Once upon a time, the Army thought it had no need for time-intensive tasks like privately owned vehicle inspections or command climate surveys.
But after one too many preventable car accidents and toxic leaders, the service has found itself bogged down by mountains of administrative checks and training designed to prevent disaster.
But Army Secretary Mark Esper wants to loosen the reins a little, to let commanders determine how and when units do training not directly related to combat, like equal opportunity, suicide prevention and substance abuse.
“One of the complaints is we’re doing all this mandatory training. And when you look at the numbers, it is astounding how much it has grown over the years,” Esper told Army Times in December, looking back on his 21 years as an infantry officer. “I felt that I had, again, great freedom to do what I wanted to do. I felt that I was trusted to train my soldiers, and I was accountable for it.”
Esper’s latest wave of cuts targets a broad swath of training and administrative tasks, in four memos released between May 9 and June 4.
As of May 9:
- Cultural, Regional Expertise and Language training is no longer mandatory.

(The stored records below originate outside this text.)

PR #303, opened 2019-01-29
Entropy

### LINKED ISSUE #350: Entropy covariates
Entropy is a useful metric, would be good to be able to calculate entropy e.g. of the period/time when events take place, of locations visited and of counterparties contacted.

Entropy can be calculated as: `-1 * SUM( relative_freq * LN( relative_freq ) )`

gzagatti:
Closes #350.

### I have:

### Description

This PR introduces a number of entropy calculations including periodic, location and contact entropy. It is based on a number of pre-existing queries, adding a new layer of aggregation which is the entropy.

This PR also fixes some issues with `ContactBalance` which arose from using this class in this PR. The issues include fixing where clauses and removing the filtering for event ID since this cannot be guaranteed in the case of SMS events.


flowmachine/flowmachine/features/subscriber/contact_balance.py
```diff
@@ -69,59 +67,67 @@ def __init__(
         stop,
         *,
         hours="all",
-        table="all",
+        tables="all",
```
maxalbert: Hmm, I'm in two minds about renaming this argument from `table` to `tables`. I think I've concluded that it's fine to change it (because we'll need to do cleanup on this soon anyway), but below are a few thoughts just for the general discussion & awareness.

In principle I agree that `tables` is a better name (although we also still allow a single string, in which case using the plural in `tables="<some_table_name>"` is also slightly confusing).

I'm not super happy with changing the name just in some clcasses because it introduces inconsistencies across the codebase that we should aim to eliminate. Before this PR almost every other class calls it `table`, while afterwards there is roughly a 50-50 mix of `table` and `tables`.

But as I said, I'm fine with it for now because the real underlying problems are that (i) we shouldn't really need to specify this in every instantiation of every class (I think?), and also (ii) this is one of the many examples (with other being aggregation units, subsets, etc.) where [primitive obsession](http://wiki.c2.com/?PrimitiveObsession) makes our lives hard and duplicates logic and arguments all over the codebase because we're using a string/list/... to capture a concept that needs richer logic and should really be captured in a separate class that can deal with that logic in a single place.

Anyway, long rambling but the bottom line is: no need to change it in this PR but let's ensure that subsequent refactorings ensure this is consistent again across the codebase and we have a more cohesive way of dealing with the underlying logic (the latter is mostly a note to self).

maxalbert: However, if you're renaming the argument then it needs to be `tables` in the docstring above, too. (I can't seem to add a comment to that line directly?)

flowmachine/flowmachine/features/subscriber/contact_balance.py
```diff
@@ -69,59 +67,67 @@ def __init__(
...
         self.direction = direction
+        self.subscriber_identifier = subscriber_identifier
         self.exclude_self_calls = exclude_self_calls
 
-        if self.direction not in ("both", "in", "out"):
-            raise ValueError("Unidentified direction: {}".format(self.direction))
+        if self.direction == "both":
+            column_list = [self.subscriber_identifier, "msisdn_counterpart"]
+            self.tables = tables
+        else:
```
maxalbert: Why was the check removed that `direction` needs to be one of `("both", "in", "out")`? With the new logic I could be passing arbitrary values for `direction`, no?

flowmachine/flowmachine/features/subscriber/contact_balance.py
```diff
@@ -69,59 +67,67 @@ def __init__(
...
-                """
-            AND outgoing = FALSE
-            """
-            )
-        elif self.direction == "out":
-            filters.append(
-                """
-            AND outgoing = TRUE
-            """
+                f"outgoing IS {'TRUE' if self.direction == 'out' else 'FALSE'}"
```
maxalbert: See above, I'm not super keen on unconditional `else` clauses that act as a catch-all when we are expecting a particular value (here: `self.direction == 'in'`). If the code in `__init__` already did the check that `direction` was only one of the three expected values than this would be kind-of ok but here it could be an arbitrary value and would land in the `else` branch.

Really what this is hinting at is again that `direction` should perhaps not be a string but a slightly smarter object (or an enum). But I'd leave that for another PR. For the time being it should be ok to just check valid values in `__init__` (see comment above).

flowmachine/flowmachine/features/subscriber/contact_balance.py
```diff
@@ -138,21 +144,17 @@ def _make_query(self):
             SELECT
                 subscriber,
                 count(*) AS events
-            FROM (
-              SELECT DISTINCT U.subscriber,
```
maxalbert: Just to check my understanding: how does removing the `DISTINCT` here (and below) change the logic what's in the result?

flowmachine/flowmachine/features/subscriber/entropy.py
```diff
@@ -0,0 +1,391 @@
...
+
+        return f"""
+        SELECT
+            subscriber,
+            -1 * SUM( relative_freq * LN( relative_freq ) ) AS entropy
+        FROM ({self._relative_freq_query}) u
+        GROUP BY subscriber
+        """
+
+    @property
```
maxalbert: Suggest to add an `@abstractproperty` here, which forces any subclass to implement it (and which is detected during the parsing stage, otherwise you'll actually have to run the query to hit the NotImplementedError).
```suggestion
    @property
    @abstractmethod
```

flowmachine/flowmachine/features/subscriber/entropy.py
```diff
@@ -0,0 +1,391 @@
...
+    events regularly occur at a certain time of day, say at 9:00 and 18:00 then
+    this user will have a low period entropy.
+
+    Parameters
+    ----------
+    start, stop : str
+         iso-format start and stop datetimes
+    phase : {"century", "day", "decade", "dow", "doy", "epoch", "hour",
+            "isodow", "isoyear", "microseconds", "millennium", "milliseconds",
+            "minute", "month", "quarter", "second", "timezone", "timezone_hour",
```
maxalbert: It wasn't clear to me what `timezone_hour` was until I looked it up (and my initial guess was wrong). It actually refers to "the hour component of the time zone offset". This is always constant, so the entropy will always be zero. How about removing `timezone_hour`, `timezone_minute` and `timezone` from the allowed values?

maxalbert: Might also be useful to provide a link to the Postgres manual so that people have a reference for the supported values?

flowmachine/flowmachine/features/subscriber/entropy.py
```diff
@@ -0,0 +1,391 @@
...
+        FROM ({self._absolute_freq_query}) u
+        """
+
+
+class PeriodicEntropy(BaseEntropy):
+    """
+    Calculates the recurrence period entropy for events, that is the entropy
+    associated with the period in which events take place. For instance, if
+    events regularly occur at a certain time of day, say at 9:00 and 18:00 then
+    this user will have a low period entropy.
```
maxalbert: Can we please include a definition/equation in the docstring, or alternatively a reference to a definition (or both)? Entropy is such an overloaded concept with many slightly varying definitions in different contexts that it will be good for the user to know how we define it here.

flowmachine/flowmachine/features/subscriber/entropy.py
```diff
@@ -0,0 +1,391 @@
...
+        GROUP BY subscriber, EXTRACT( {self.phase} FROM datetime )
+        HAVING COUNT(*) > 0
+        """
+
+
+class LocationEntropy(BaseEntropy):
+    """
+    Calculates the entropy of locations visited. For instance, if an individual
+    regularly makes her/his calls from certain location then this user will
+    have a low location entropy.
```
maxalbert: See above: please add definition/reference.

flowmachine/flowmachine/features/subscriber/entropy.py
```diff
@@ -0,0 +1,391 @@
...
+        SELECT subscriber, COUNT(*) AS absolute_freq FROM
+        ({self.subscriber_locations.get_query()}) u
+        GROUP BY subscriber, {self.location_cols}
+        HAVING COUNT(*) > 0
+        """
+
+
+class ContactEntropy(BaseEntropy):
+    """
+    Calculates the entropy of locations visited. For instance, if an individual
```
maxalbert: Copy & paste error ("locations visited"). What exactly does ContactEntropy measure?

As above, please also add a definition/reference.

flowmachine/tests/test_subscriber_entropy.py
```diff
@@ -0,0 +1,93 @@
...
+
+def test_subscriber_location_entropy(get_dataframe):
+    """
+    Test some hand picked periods and tables.
+    """
+    query = LocationEntropy("2016-01-01", "2016-01-08")
+    df = get_dataframe(query).set_index("subscriber")
+    assert df.loc["0DB8zw67E9mZAPK2"].entropy == pytest.approx(2.996_587)
+
+    query = LocationEntropy("2016-01-01", "2016-01-08", level="admin1")
```
maxalbert: Not a big deal, but could be useful to change the period in the second calculation (as you did above), just to have a bit more variety. (Also in the test below).

flowmachine/flowmachine/features/subscriber/contact_balance.py
gzagatti: I agree with all you mentioned above. A common pattern I have observed when creating new covariates is to basically copy the  `__init__` method from other covariates over and over again with small modifications between them (eg. some methods allow direction, others not). This creates inconsistencies and is rather tedious.  Also a lot of unit testing has to do with testing different combinations of parameters which are passed to `EventTablesUnion` the same way, which is a bit time consuming and redundant.

gzagatti: I changed the docstring to `tables`, btw.

flowmachine/flowmachine/features/subscriber/contact_balance.py
gzagatti: The `DISTINCT` was here to ensure we did not double count events. We used distinct on subscriber, counterpart and id, since we only want to count this triplet once. Since we removed the id from this query, if we use `DISTINCT` we will basically select distinct pairs of subscriber and counterparts which will reduce all the events between both to a single line precluding us from counting the events which we want to count in the first place.

gzagatti:
@maxalbert, thanks for the review. I have addressed all your comments. It is ready to merge if you approve all the modifications.

flowmachine/flowmachine/features/subscriber/entropy.py
```diff
@@ -30,12 +30,12 @@ def _make_query(self):
         GROUP BY subscriber
         """
 
-    @property
+    @abstractproperty
```
maxalbert: Minor thing, but `abstractproperty` is deprecated since Python 3.3. They recommend to use
```
    @property
    @abstractmethod
```
instead (see https://docs.python.org/3/library/abc.html#abc.abstractproperty)

flowmachine/flowmachine/features/subscriber/contact_balance.py
```diff
@@ -81,10 +81,13 @@ def __init__(
         self.subscriber_identifier = subscriber_identifier
         self.exclude_self_calls = exclude_self_calls
 
-        if self.direction == "both":
+        if self.direction not in ("both", "in", "out"):
+            raise ValueError("Unidentified direction: {}".format(self.direction))
```
maxalbert: Thanks for adding the check for valid values of `direction` back in. Just as a minor suggestion, I'd add an explicit `else` clause below and raise the ValueError in there.

in this particular case the logic is pretty obvious, but we have/had other places in the code where explicit `else` clauses were missing and there is no way to tell whether this is intentional or the logic is flawed (and in some cases it was actually a bug). So I think we should make it a habit to always add an `else` clause - even if it just contains `pass` and a comment of why the "else" case doesn't need to be explicitly treated. This makes it much easier for the reader to verify the logic at a glance.

Again, not really an issue here, just as a general comment for our general coding habits.

maxalbert:
Awesome, thanks for the changed @gzagatti. Looks good now! 👍 I added a couple of minor tweaks related to my inline comments (just for faster turnaround), will merge once the the tests pass.

maxalbert:
Oh, and I also added an issue related to this added feature (#350). Could you add new issues for your other PRs too? They can be brief, but it is good to be able to associate each pull request with a Github issue so that the work and progress is documented.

- Code of Conduct, Personnel Recovery or Survival Escape Resistance and Evasion training is no longer mandatory.
- Tool room/crib inventory is now an annual, rather than semi-annual requirement.
“Commanders will evaluate individual missions or risks to personnel and may require this training if the circumstance dictates,” Esper wrote.
As of May 25:
- Unit command climate surveys are only required within 60 days (or 120 in the Guard and Reserve) of a change, rather then again at the six-month mark.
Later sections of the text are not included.